**PROBLEM TO SOLVE**
Set down exactly the lines below between the line holding "PR #940, opened 2026-07-06" and the line holding "Closing in favor", inclusive; no other line belongs in the answer.
::: EXTRACTED INFORMATION :::
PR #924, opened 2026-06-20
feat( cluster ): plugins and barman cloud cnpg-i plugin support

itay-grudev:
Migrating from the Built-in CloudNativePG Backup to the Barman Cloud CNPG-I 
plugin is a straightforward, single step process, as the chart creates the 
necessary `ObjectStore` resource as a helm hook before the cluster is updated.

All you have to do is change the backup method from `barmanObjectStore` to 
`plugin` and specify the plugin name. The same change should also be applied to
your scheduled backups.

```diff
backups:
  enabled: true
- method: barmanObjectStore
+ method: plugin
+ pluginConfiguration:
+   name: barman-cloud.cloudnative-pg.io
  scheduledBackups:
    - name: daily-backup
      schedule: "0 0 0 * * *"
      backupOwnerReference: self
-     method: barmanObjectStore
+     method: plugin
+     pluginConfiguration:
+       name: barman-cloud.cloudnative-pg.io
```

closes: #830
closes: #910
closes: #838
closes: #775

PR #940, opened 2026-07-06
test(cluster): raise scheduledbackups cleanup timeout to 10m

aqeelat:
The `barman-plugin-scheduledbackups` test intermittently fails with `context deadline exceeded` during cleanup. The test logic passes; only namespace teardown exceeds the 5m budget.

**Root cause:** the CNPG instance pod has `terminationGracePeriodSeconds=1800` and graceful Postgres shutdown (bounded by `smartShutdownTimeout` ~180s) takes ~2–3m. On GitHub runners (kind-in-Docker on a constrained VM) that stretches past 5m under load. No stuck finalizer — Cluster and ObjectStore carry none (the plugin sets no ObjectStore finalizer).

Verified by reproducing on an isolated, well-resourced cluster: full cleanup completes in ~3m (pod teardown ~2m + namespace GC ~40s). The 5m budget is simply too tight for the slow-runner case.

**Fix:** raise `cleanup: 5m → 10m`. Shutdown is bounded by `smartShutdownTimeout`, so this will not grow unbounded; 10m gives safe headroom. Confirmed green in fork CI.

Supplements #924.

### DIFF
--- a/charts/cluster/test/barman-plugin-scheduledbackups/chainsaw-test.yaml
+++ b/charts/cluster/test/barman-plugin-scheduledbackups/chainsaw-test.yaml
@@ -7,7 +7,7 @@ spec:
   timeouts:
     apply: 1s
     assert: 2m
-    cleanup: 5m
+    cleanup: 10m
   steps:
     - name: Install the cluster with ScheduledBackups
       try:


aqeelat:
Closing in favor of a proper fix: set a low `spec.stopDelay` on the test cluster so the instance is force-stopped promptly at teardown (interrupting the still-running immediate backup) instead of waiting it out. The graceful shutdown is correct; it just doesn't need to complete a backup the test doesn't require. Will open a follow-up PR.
:::
::: EXTRACTED INFORMATION :::
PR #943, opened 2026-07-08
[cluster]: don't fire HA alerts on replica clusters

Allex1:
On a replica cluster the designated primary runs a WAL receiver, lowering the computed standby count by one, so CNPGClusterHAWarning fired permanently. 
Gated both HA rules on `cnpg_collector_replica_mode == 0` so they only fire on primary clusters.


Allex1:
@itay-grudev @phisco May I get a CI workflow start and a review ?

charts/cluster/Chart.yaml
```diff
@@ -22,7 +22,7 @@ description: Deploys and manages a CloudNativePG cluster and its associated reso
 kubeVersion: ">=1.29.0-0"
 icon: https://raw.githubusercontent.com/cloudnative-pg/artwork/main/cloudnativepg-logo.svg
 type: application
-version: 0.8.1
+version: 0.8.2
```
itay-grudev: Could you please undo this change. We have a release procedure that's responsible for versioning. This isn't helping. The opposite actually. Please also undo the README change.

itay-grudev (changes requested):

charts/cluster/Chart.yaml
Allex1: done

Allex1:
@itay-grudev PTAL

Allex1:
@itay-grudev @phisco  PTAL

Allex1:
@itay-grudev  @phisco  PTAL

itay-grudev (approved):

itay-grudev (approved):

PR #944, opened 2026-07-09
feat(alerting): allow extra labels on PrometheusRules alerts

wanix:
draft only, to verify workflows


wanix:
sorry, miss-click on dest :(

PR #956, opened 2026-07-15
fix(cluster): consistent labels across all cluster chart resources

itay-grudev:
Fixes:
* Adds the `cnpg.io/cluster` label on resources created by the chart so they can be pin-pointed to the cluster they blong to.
:::
**SOLUTION TO THIS PROBLEM**
PR #940, opened 2026-07-06
test(cluster): raise scheduledbackups cleanup timeout to 10m

aqeelat:
The `barman-plugin-scheduledbackups` test intermittently fails with `context deadline exceeded` during cleanup. The test logic passes; only namespace teardown exceeds the 5m budget.

**Root cause:** the CNPG instance pod has `terminationGracePeriodSeconds=1800` and graceful Postgres shutdown (bounded by `smartShutdownTimeout` ~180s) takes ~2–3m. On GitHub runners (kind-in-Docker on a constrained VM) that stretches past 5m under load. No stuck finalizer — Cluster and ObjectStore carry none (the plugin sets no ObjectStore finalizer).

Verified by reproducing on an isolated, well-resourced cluster: full cleanup completes in ~3m (pod teardown ~2m + namespace GC ~40s). The 5m budget is simply too tight for the slow-runner case.

**Fix:** raise `cleanup: 5m → 10m`. Shutdown is bounded by `smartShutdownTimeout`, so this will not grow unbounded; 10m gives safe headroom. Confirmed green in fork CI.

Supplements #924.

### DIFF
--- a/charts/cluster/test/barman-plugin-scheduledbackups/chainsaw-test.yaml
+++ b/charts/cluster/test/barman-plugin-scheduledbackups/chainsaw-test.yaml
@@ -7,7 +7,7 @@ spec:
   timeouts:
     apply: 1s
     assert: 2m
-    cleanup: 5m
+    cleanup: 10m
   steps:
     - name: Install the cluster with ScheduledBackups
       try:


aqeelat:
Closing in favor of a proper fix: set a low `spec.stopDelay` on the test cluster so the instance is force-stopped promptly at teardown (interrupting the still-running immediate backup) instead of waiting it out. The graceful shutdown is correct; it just doesn't need to complete a backup the test doesn't require. Will open a follow-up PR.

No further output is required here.